### What this task involves
Reproduce every line of the listing below exactly.
※
PR #192, opened 2020-04-01
Add merge modules for Swift runtime and ICU

### LINKED ISSUE #186: Provide Merge Module for Swift runtime
I noticed while looking over the Releases tab that both an EXE bootstrapper and raw MSI files are present. I was wondering if you could also provide a [merge module](https://docs.microsoft.com/en-us/windows/win32/msi/merge-modules) for the Swift runtime. The benefit of this is that merge modules can be embedded within other MSI files, as opposed to top-level MSI files, which can only be bundled with other MSIs using an EXE bootstrapper. I prefer to ship raw MSI files to my users instead of EXE bootstrappers because (a) the built-in MSI install-time UI is much more usable than the one provided by default by the WiX bootstrapper subsystem, and (b) raw MSIs are better supported in enterprise deployment scenarios as compared to installer EXEs. Merge modules are reference-counted by the system, and will not be uninstalled until the last top-level product that embeds them is removed.

You can build a merge module using [the WiX `Module` element](https://wixtoolset.org/documentation/manual/v3/xsd/wix/module.html). I would then suggest editing the runtime MSI file to embed the runtime merge module, and contain no other files.

If you need a hand with this, I can create a PR; I have experience creating and embedding MSMs from one of my non-Swift projects. I just wanted to the idea by you before I started work. Thanks!

wjk:
Does what the title says. Tested on my dev box and confirmed working. You’ll want to add the .MSM files to the next release you perform; they cannot be extracted from the MSI they are merged into. I have not integrated this into the CI build; you will have to do this after the PR is merged. Enjoy!

Fixes #186.


compnerd:
Hmm, Im not sure I fully understand this.  In particular, what does it mean for them to be unable to be extracted from the MSI?  Why no MSM for the toolchain?  I think that we should have a single MSI installer with MSMs for each of the components that have the MSIs.

wjk:
MSIs and MSMs, though very similar, are distinct file formats that cannot be interchanged. WiX (and Windows Installer underneath it) simply will not allow you to merge one complete MSI into another; you must use an MSM file. [Microsoft docs explaining this are here](https://docs.microsoft.com/en-us/windows/win32/msi/merge-module-database).

Furthermore, I know of no tool that can recreate an MSM file given only the MSI file it was merged into. Even though the contents of MSM files are ref-counted separately from their host MSI (so that an MSM containing components shared between different applications is only removed when the last application referencing that MSM is uninstalled), the contents of the MSM tables are merged directly into the tables of the host MSI file. To a tool such as [my MSI Viewer app](https://github.com/wjk/MSIExtractApp), the contents of the MSM and the host MSI are listed side-by-side, as one physical group. I hope this explains this issue.

I will convert the other MSIs to MSMs, and create one large MSI combining them, sometime in the next few days. Thanks!

wjk:
And done! There is now one, and only one MSI file generated, and it consists of nothing but MSM references. I have tested the resulting (300+MB) MSI file on my local dev box, and it installs correctly.

I also took the opportunity (in 3af893c28e3cd8fe0986d0f7e80a7afa944ebf7e) to parameterize the upgrade code for the TensorFlow and non-TensorFlow versions of the MSI. With this change applied, I can install the regular Swift MSI, then the TensorFlow MSI, and then uninstall the regular MSI, and all of the components installed by both will still be present! Without this change, the user must completely uninstall the regular MSI before they can install the TensorFlow MSI, and vice-versa. Enjoy!

compnerd:
Awesome, thanks @wjk! I'll look into these changes once the CI has been repaired.  Seems that there were a series of regressions recently, and there is just a lot of repair work that needs to be done.

wix/windows-runtime-msm.wxs
```diff
@@ -0,0 +1,84 @@
...
+             Description="Windows Swift Runtime for x86_64"
+             InstallScope="perMachine"
+             Manufacturer="dt.compnerd.org" />
+
+    <!-- Directory Structure -->
+    <Directory Id="TARGETDIR" Name="SourceDir">
+      <Directory Id="WINDOWSVOLUME">
+        <Directory Id="LIBRARY" Name="Library">
+          <Directory Id="SWIFT" Name="Swift-development">
+            <Directory Id="BIN" Name="bin">
```
compnerd: Might be a good time to inject `USR` into the path for uniformity.

wix/windows-runtime-msm.wxs
```diff
@@ -0,0 +1,84 @@
...
+        <File Id="SWIFTTENSORFLOW_PDB" Source="$(var.SDK_ROOT)\usr\bin\swiftTensorFlow.pdb" Checksum="yes" DiskId="2" />
+        <File Id="SWIFT_DIFFERENTIATION_PDB" Source="$(var.SDK_ROOT)\usr\bin\swift_Differentiation.pdb" Checksum="yes" DiskId="2" />
+        <?endif?>
+      </Component>
+      <?endif ?>
+    </DirectoryRef>
+
+    <DirectoryRef Id="TARGETDIR">
+      <Component Id="ENV_VARS" Guid="879f2029-84e0-4c64-9595-c11c499ff340">
+        <Environment Id="PATH" Action="set" Name="PATH" Part="last" Permanent="no" System="yes" Value="[WindowsVolume]Library\Swift-development\bin" />
```
compnerd: This would need to be updated accordingly.

wix/windows-icu-msm.wxs
```diff
@@ -0,0 +1,41 @@
+<?xml version="1.0" encoding="utf-8"?>
+<Wix xmlns="http://schemas.microsoft.com/wix/2006/wi">
+  <Module Id="dt.compnerd.org.SwiftRuntime.ICU" Language="1033" Version="64.1">
```
compnerd: Is there a reason to put this into the `SwiftRuntime` namespace rather than having a top-level namespace?  Id be fine with `SwiftRuntimeICU` to differentiate it from a standard ICU build.

wix/windows-icu.wxs
```diff
@@ -36,12 +32,8 @@
...
 
     <!-- Components -->
-    <DirectoryRef Id="ICU_USR_BIN">
-      <Component Id="ICU_RUNTIME" Guid="af2bccab-70c7-41cd-9ec6-a265f79c0d63">
-        <File Id="ICUDT64_DLL" Source="$(var.ICU_ROOT)\Library\icu-64\usr\bin\icudt64.dll" Checksum="yes" />
-        <File Id="ICUIN64_DLL" Source="$(var.ICU_ROOT)\Library\icu-64\usr\bin\icuin64.dll" Checksum="yes" />
-        <File Id="ICUUC64_DLL" Source="$(var.ICU_ROOT)\Library\icu-64\usr\bin\icuuc64.dll" Checksum="yes" />
-      </Component>
+    <DirectoryRef Id="ICU">
+      <Merge Id="icu-msm" Language="1033" DiskId="1" SourceFile="$(var.windows-icu-msm.TargetPath)" />
```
※
### Answer to this exercise
PR #192, opened 2020-04-01
Add merge modules for Swift runtime and ICU

### LINKED ISSUE #186: Provide Merge Module for Swift runtime
I noticed while looking over the Releases tab that both an EXE bootstrapper and raw MSI files are present. I was wondering if you could also provide a [merge module](https://docs.microsoft.com/en-us/windows/win32/msi/merge-modules) for the Swift runtime. The benefit of this is that merge modules can be embedded within other MSI files, as opposed to top-level MSI files, which can only be bundled with other MSIs using an EXE bootstrapper. I prefer to ship raw MSI files to my users instead of EXE bootstrappers because (a) the built-in MSI install-time UI is much more usable than the one provided by default by the WiX bootstrapper subsystem, and (b) raw MSIs are better supported in enterprise deployment scenarios as compared to installer EXEs. Merge modules are reference-counted by the system, and will not be uninstalled until the last top-level product that embeds them is removed.

You can build a merge module using [the WiX `Module` element](https://wixtoolset.org/documentation/manual/v3/xsd/wix/module.html). I would then suggest editing the runtime MSI file to embed the runtime merge module, and contain no other files.

If you need a hand with this, I can create a PR; I have experience creating and embedding MSMs from one of my non-Swift projects. I just wanted to the idea by you before I started work. Thanks!

wjk:
Does what the title says. Tested on my dev box and confirmed working. You’ll want to add the .MSM files to the next release you perform; they cannot be extracted from the MSI they are merged into. I have not integrated this into the CI build; you will have to do this after the PR is merged. Enjoy!

Fixes #186.


compnerd:
Hmm, Im not sure I fully understand this.  In particular, what does it mean for them to be unable to be extracted from the MSI?  Why no MSM for the toolchain?  I think that we should have a single MSI installer with MSMs for each of the components that have the MSIs.

wjk:
MSIs and MSMs, though very similar, are distinct file formats that cannot be interchanged. WiX (and Windows Installer underneath it) simply will not allow you to merge one complete MSI into another; you must use an MSM file. [Microsoft docs explaining this are here](https://docs.microsoft.com/en-us/windows/win32/msi/merge-module-database).

Furthermore, I know of no tool that can recreate an MSM file given only the MSI file it was merged into. Even though the contents of MSM files are ref-counted separately from their host MSI (so that an MSM containing components shared between different applications is only removed when the last application referencing that MSM is uninstalled), the contents of the MSM tables are merged directly into the tables of the host MSI file. To a tool such as [my MSI Viewer app](https://github.com/wjk/MSIExtractApp), the contents of the MSM and the host MSI are listed side-by-side, as one physical group. I hope this explains this issue.

I will convert the other MSIs to MSMs, and create one large MSI combining them, sometime in the next few days. Thanks!

wjk:
And done! There is now one, and only one MSI file generated, and it consists of nothing but MSM references. I have tested the resulting (300+MB) MSI file on my local dev box, and it installs correctly.

I also took the opportunity (in 3af893c28e3cd8fe0986d0f7e80a7afa944ebf7e) to parameterize the upgrade code for the TensorFlow and non-TensorFlow versions of the MSI. With this change applied, I can install the regular Swift MSI, then the TensorFlow MSI, and then uninstall the regular MSI, and all of the components installed by both will still be present! Without this change, the user must completely uninstall the regular MSI before they can install the TensorFlow MSI, and vice-versa. Enjoy!

compnerd:
Awesome, thanks @wjk! I'll look into these changes once the CI has been repaired.  Seems that there were a series of regressions recently, and there is just a lot of repair work that needs to be done.

wix/windows-runtime-msm.wxs
```diff
@@ -0,0 +1,84 @@
...
+             Description="Windows Swift Runtime for x86_64"
+             InstallScope="perMachine"
+             Manufacturer="dt.compnerd.org" />
+
+    <!-- Directory Structure -->
+    <Directory Id="TARGETDIR" Name="SourceDir">
+      <Directory Id="WINDOWSVOLUME">
+        <Directory Id="LIBRARY" Name="Library">
+          <Directory Id="SWIFT" Name="Swift-development">
+            <Directory Id="BIN" Name="bin">
```
compnerd: Might be a good time to inject `USR` into the path for uniformity.

wix/windows-runtime-msm.wxs
```diff
@@ -0,0 +1,84 @@
...
+        <File Id="SWIFTTENSORFLOW_PDB" Source="$(var.SDK_ROOT)\usr\bin\swiftTensorFlow.pdb" Checksum="yes" DiskId="2" />
+        <File Id="SWIFT_DIFFERENTIATION_PDB" Source="$(var.SDK_ROOT)\usr\bin\swift_Differentiation.pdb" Checksum="yes" DiskId="2" />
+        <?endif?>
+      </Component>
+      <?endif ?>
+    </DirectoryRef>
+
+    <DirectoryRef Id="TARGETDIR">
+      <Component Id="ENV_VARS" Guid="879f2029-84e0-4c64-9595-c11c499ff340">
+        <Environment Id="PATH" Action="set" Name="PATH" Part="last" Permanent="no" System="yes" Value="[WindowsVolume]Library\Swift-development\bin" />
```
compnerd: This would need to be updated accordingly.

wix/windows-icu-msm.wxs
```diff
@@ -0,0 +1,41 @@
+<?xml version="1.0" encoding="utf-8"?>
+<Wix xmlns="http://schemas.microsoft.com/wix/2006/wi">
+  <Module Id="dt.compnerd.org.SwiftRuntime.ICU" Language="1033" Version="64.1">
```
compnerd: Is there a reason to put this into the `SwiftRuntime` namespace rather than having a top-level namespace?  Id be fine with `SwiftRuntimeICU` to differentiate it from a standard ICU build.

wix/windows-icu.wxs
```diff
@@ -36,12 +32,8 @@
...
 
     <!-- Components -->
-    <DirectoryRef Id="ICU_USR_BIN">
-      <Component Id="ICU_RUNTIME" Guid="af2bccab-70c7-41cd-9ec6-a265f79c0d63">
-        <File Id="ICUDT64_DLL" Source="$(var.ICU_ROOT)\Library\icu-64\usr\bin\icudt64.dll" Checksum="yes" />
-        <File Id="ICUIN64_DLL" Source="$(var.ICU_ROOT)\Library\icu-64\usr\bin\icuin64.dll" Checksum="yes" />
-        <File Id="ICUUC64_DLL" Source="$(var.ICU_ROOT)\Library\icu-64\usr\bin\icuuc64.dll" Checksum="yes" />
-      </Component>
+    <DirectoryRef Id="ICU">
+      <Merge Id="icu-msm" Language="1033" DiskId="1" SourceFile="$(var.windows-icu-msm.TargetPath)" />
```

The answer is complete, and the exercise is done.